In logistics, energy-harvesting technology could be used to control air freight containers and communicate their parametersfor instance, position or temperature. To date, technologies like GSM or GPS are not used for logistic purposes in air freight because of their active transmitting components. International regulations prohibit radio components that transmit permanently in flight. An extra challenge is the independence from batteries as a power source, as their regular replacement costs time and money. This is an opportunity for energy-harvesting wireless technology, which can send extremely short data telegrams and execute functions very quickly. In addition, those units that are not momentarily needed are always cut out.
Such technology is suitable for a variety of logistics systems as well. For example, take sea freight containers or supermarket cold chains. These can be governed with time offsets to reduce the cost of peak power needs. Suitable temperature sensors are fitted at critical points in a freezer to ensure that foodstuffs do not thaw. When a specified temperature is reached, these sensors send a wireless signal to a controller to the effect that power to a freezer must be restored.
In the future, energy-harvesting-powered sensors will play a major role in providing data to care and medical staff about the whereabouts, health, and comfort levels of patients in healthcare facilities. For example, a sensor placed inside the mattress will send signals stating whether the bed is occupied. Door or carpet sensors will provide data of where people are (e.g., fallen out of bed or in the bathroom).

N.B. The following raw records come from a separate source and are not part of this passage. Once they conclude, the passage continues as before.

PR #61, opened 2022-12-14
Drop contract revision from DB and instead fetch it from the worker

ChrisSchinnerl:


autopilot/contractor.go
```diff
@@ -88,7 +106,7 @@ func (c *contractor) performContractMaintenance(cfg Config) error {
 	remaining := c.remainingFunds(cfg)
 
 	// run renewals
-	renewed, err := c.runContractRenewals(cfg, &remaining, address, toRenew)
+	renewed, isRenewed, err := c.runContractRenewals(cfg, &remaining, address, toRenew)
```
peterjan, line 109: `nit` would just build a map of `renewed` rather than return the same data twice

autopilot/contractor.go
```diff
@@ -499,20 +510,20 @@ func (c *contractor) initialContractFunding(settings rhpv2.HostSettings, txnFee,
 	return funding
 }
 
-func (c *contractor) renewFundingEstimate(cfg Config, id types.FileContractID) (types.Currency, error) {
+func (c *contractor) renewFundingEstimate(cfg Config, toRenew rhpv2.ContractRevision) (types.Currency, error) {
 	// fetch contract
-	contract, err := c.ap.bus.Contract(id)
+	contract, err := c.ap.bus.Contract(toRenew.ID())
```
peterjan, line 515: doesn't this essentially make `renewalCandidate` moot? In #42 I have `runContractChecks` return 3 contract buckets (delete, ignore, renew), isn't that more straightforward then mixing/matching multiple return types?

peterjan: `AddContract` and `RenewContract` could return the contract they added/renewed, so that saves the fetch after insert, which I think is what you were getting rid of with the `renewalCandidate` in the first place?

autopilot/contractor.go
```diff
@@ -386,68 +402,63 @@ func (c *contractor) runContractFormations(cfg Config, budget *types.Currency, r
...
-	}
-
-	// fund the transaction
-	txn := types.Transaction{FileContracts: []types.FileContract{fc}}
-	toSign, parents, err := c.ap.bus.WalletFund(&txn, cost)
-	if err != nil {
-		_ = c.ap.bus.WalletDiscard(txn) // ignore error
-		return rhpv2.ContractRevision{}, err
-	}
+	signingFn := func(fc types.FileContract, cost types.Currency) ([]types.Transaction, func() error, error) {
```
peterjan, line 436: maybe this is a good place to discuss how the contractor does contract formations and renewals, in #42 I have it go through the bus first and then push the (signed) txn to the workers

worker/worker.go
```diff
@@ -678,6 +657,105 @@ func (w *worker) objectsKeyHandlerDELETE(jc jape.Context) {
...
+			TransactionSet: txnSet,
+		})
+	})
+	if err != nil {
+		c.WriteJSON(struct{ Error string }{Error: err.Error()})
+		return
+	}
+
+	// TODO: Nothign to see here. Just fighting jape. Remove this.
+	jc.Encode(struct{}{})
```
lukechampine, line 723: `jc.Custom` is what you want here (and in the client)

autopilot/contractor.go
```diff
@@ -140,28 +145,39 @@ func (c *contractor) performContractMaintenance(cfg Config) error {
 		return err
 	}
 
-	// fetch all active contracts
-	active, err := c.ap.bus.Contracts()
+	// fetch all active contracts and their latest revisions.
+	contractData, err := c.ap.bus.Contracts()
```
peterjan, line 149: is it crazy to ask the worker for contracts? "zipping" contracts and revisions is terrible

autopilot/contractor.go
```diff
@@ -185,22 +201,19 @@ func (c *contractor) performContractMaintenance(cfg Config) error {
 	}
 
 	// update contract set
-	err = c.ap.updateDefaultContracts(active, renewed, formed, toDelete, toIgnore, toRenew)
+	toRenewIDs := make([]types.FileContractID, len(toRenew))
```
peterjan, line 204: use `contractIds` helper

autopilot/contractor.go
peterjan: a `worker.Contract` type makes more sense now that revisions are fetched on the fly

autopilot/contractor.go
```diff
@@ -140,28 +145,39 @@ func (c *contractor) performContractMaintenance(cfg Config) error {
...
-		err = c.ap.bus.DeleteContracts(contractIds(toDelete))
+		err = c.ap.bus.DeleteContracts(toDelete)
 		if err != nil {
 			return fmt.Errorf("failed to delete contracts, err: %v", err)
 		}
 	}
 
 	// find out how much we spent in the current period
-	spent, err := c.currentPeriodSpending()
+	spent, err := c.currentPeriodSpending(contracts)
```
peterjan, line 180: `currentPeriodSpending` and `contractSpending` is something I eventually want to move over to the bus. SQL should be able to fetch contract hierarchies using recursive queries

worker/worker.go
```diff
@@ -22,8 +22,11 @@ import (
 	rhpv2 "go.sia.tech/renterd/rhp/v2"
 	rhpv3 "go.sia.tech/renterd/rhp/v3"
 	"go.sia.tech/siad/types"
+	"golang.org/x/crypto/blake2b"
 )
 
+type SigningFn func(fc types.FileContract, cost types.Currency) ([]types.Transaction, func() error, error)
```
peterjan, line 28: this can be removed probably

autopilot/autopilot.go
```diff
@@ -68,8 +68,9 @@ type Bus interface {
 type Worker interface {
 	RHPScan(hostKey consensus.PublicKey, hostIP string, timeout time.Duration) (worker.RHPScanResponse, error)
 	RHPForm(renterKey consensus.PrivateKey, hostKey consensus.PublicKey, hostIP string, transactionSet []types.Transaction) (rhpv2.ContractRevision, []types.Transaction, error)
-	RHPRenew(renterKey consensus.PrivateKey, hostKey consensus.PublicKey, hostIP string, contractID types.FileContractID, transactionSet []types.Transaction, finalPayment types.Currency) (rhpv2.ContractRevision, []types.Transaction, error)
+	RHPRenew(fcid types.FileContractID, endHeight uint64, hk consensus.PublicKey, hs rhpv2.HostSettings, renterAddress types.UnlockHash, renterFunds types.Currency, rk consensus.PrivateKey) (rhpv2.ContractRevision, []types.Transaction, error)
```
peterjan, line 71: `nit` we should probably try and be super consistent with `renterKey` <-> `rk`, so I would rename all `renterKey` instances to `rk` since we use `hk` for `hostKey` everywhere

ChrisSchinnerl: I can do that next but I definitely don't want to pile it on top of this one.

peterjan: yay, working uploads incoming

worker/worker.go
```diff
@@ -678,15 +726,56 @@ func (w *worker) objectsKeyHandlerDELETE(jc jape.Context) {
...
+}
+
 // New returns an HTTP handler that serves the worker API.
 func New(masterKey [32]byte, b Bus) http.Handler {
 	w := &worker{
 		bus:  b,
 		pool: newSessionPool(),
 	}
 	return jape.Mux(map[string]jape.Handler{
+		"POST   /rhp/contracts":       w.rhpRevisionsHandler,
```
peterjan, line 777: rename the handler

worker/worker.go
```diff
@@ -678,15 +726,56 @@ func (w *worker) objectsKeyHandlerDELETE(jc jape.Context) {
...
+	if jc.Decode(&req) != nil {
+		return
+	}
+
+	busContracts, err := w.bus.Contracts()
+	if jc.Check("failed to fetch contracts from bus", err) != nil {
+		return
+	}
+
+	cc := make([]contractCapability, len(busContracts))
```
peterjan, line 740: we definitely need a helper for this at some point, we have it 4 or 5 times already I think

worker/worker.go
```diff
@@ -425,18 +454,32 @@ func (w *worker) rhpRenewHandler(jc jape.Context) {
...
-	err := w.withTransportV2(jc.Request.Context(), rrr.HostIP, rrr.HostKey, func(t *rhpv2.Transport) error {
-		session, err := rhpv2.RPCLock(jc.Request.Context(), t, rrr.ContractID, rrr.RenterKey, 5*time.Second)
+	err := w.withTransportV2(jc.Request.Context(), hostSettings.NetAddress, hostKey, func(t *rhpv2.Transport) error {
+		session, err := rhpv2.RPCLock(jc.Request.Context(), t, toRenewID, rk, 5*time.Second)
 		if err != nil {
 			return err
 		}
-		contract, txnSet, err = session.RenewContract(cs, rrr.TransactionSet, rrr.FinalPayment)
-		return err
+		rev := session.Contract()
```
peterjan, line 467: seems like `Revision` and `Contract` are interchangeable in the worker, why are we calling a revision a contract, even the `RHPRenewResponse` returns the revision under the `contract` key

peterjan (approved):
lgtm 👍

In automobiles, it will be possible to remove the batteries from the tires in the tire-pressure monitoring system via energy-harvesting-based sensors. Such sensors will provide huge savings in the hundreds of millions of batteries that need to be disposed of annually. In aviation, thermal-driven sensors on the outside of the aircraft will save expensive and heavy cabling. Even simple passenger lighting, call button, or window dimmers could be replaced with battery-less wireless solutions, again reducing the amount of copper cable required.
Most likely, mechanical (linear motion), solar, and thermal sources will remain the major forms of energy for such sensors in the near future. RF energy harvesting, which is currently being tested by a number of groups, may be another. It uses the energy from accessible radio signals. Another form could be rotational motionfor example, harvesting energy from the flow of water or gas in a meter. No matter its source, energy harvesting is part of a future that could span every industry.